▶ _ASSIGNMENT_
Wherever the word "libvirt" occurs in the lines below, copy the whole line.

========

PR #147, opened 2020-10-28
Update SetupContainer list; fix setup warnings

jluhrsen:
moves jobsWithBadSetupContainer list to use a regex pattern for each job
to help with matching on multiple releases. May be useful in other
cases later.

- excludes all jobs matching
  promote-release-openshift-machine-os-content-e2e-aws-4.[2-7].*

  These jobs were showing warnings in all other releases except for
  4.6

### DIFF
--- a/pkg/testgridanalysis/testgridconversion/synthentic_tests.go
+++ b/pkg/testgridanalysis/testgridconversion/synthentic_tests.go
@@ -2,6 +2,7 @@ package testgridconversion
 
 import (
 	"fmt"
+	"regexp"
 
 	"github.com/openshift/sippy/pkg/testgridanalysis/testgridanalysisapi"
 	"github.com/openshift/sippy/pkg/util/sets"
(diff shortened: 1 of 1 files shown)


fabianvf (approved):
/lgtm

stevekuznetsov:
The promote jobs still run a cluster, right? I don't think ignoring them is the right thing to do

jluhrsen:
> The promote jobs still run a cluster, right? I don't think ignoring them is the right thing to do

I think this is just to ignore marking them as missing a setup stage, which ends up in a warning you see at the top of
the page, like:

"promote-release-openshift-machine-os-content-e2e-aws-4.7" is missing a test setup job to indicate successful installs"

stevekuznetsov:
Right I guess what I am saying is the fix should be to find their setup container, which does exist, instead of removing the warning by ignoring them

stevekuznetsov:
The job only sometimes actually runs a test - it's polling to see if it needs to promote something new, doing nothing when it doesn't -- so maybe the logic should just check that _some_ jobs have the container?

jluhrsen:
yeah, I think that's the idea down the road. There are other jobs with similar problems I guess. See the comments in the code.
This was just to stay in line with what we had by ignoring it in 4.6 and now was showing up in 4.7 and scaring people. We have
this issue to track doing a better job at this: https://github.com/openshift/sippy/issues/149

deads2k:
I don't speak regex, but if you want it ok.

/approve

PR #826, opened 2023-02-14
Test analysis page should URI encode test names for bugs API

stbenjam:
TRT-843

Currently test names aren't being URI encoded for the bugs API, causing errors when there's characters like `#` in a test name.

========

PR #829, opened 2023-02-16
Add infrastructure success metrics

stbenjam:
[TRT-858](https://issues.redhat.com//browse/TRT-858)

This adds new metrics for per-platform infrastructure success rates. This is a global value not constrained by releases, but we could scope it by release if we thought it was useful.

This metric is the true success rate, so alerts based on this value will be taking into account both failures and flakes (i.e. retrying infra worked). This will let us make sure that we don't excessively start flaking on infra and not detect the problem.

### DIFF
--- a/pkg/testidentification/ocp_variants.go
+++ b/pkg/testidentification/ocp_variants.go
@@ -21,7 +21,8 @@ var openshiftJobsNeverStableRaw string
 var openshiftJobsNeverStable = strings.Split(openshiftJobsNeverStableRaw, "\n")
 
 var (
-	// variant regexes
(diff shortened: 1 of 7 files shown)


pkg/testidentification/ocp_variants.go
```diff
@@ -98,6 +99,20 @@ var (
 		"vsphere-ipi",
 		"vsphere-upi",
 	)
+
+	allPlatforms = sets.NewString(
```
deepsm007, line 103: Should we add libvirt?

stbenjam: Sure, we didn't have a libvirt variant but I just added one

========

▶ _THE COMPLETED TASK_
deepsm007, line 103: Should we add libvirt?
stbenjam: Sure, we didn't have a libvirt variant but I just added one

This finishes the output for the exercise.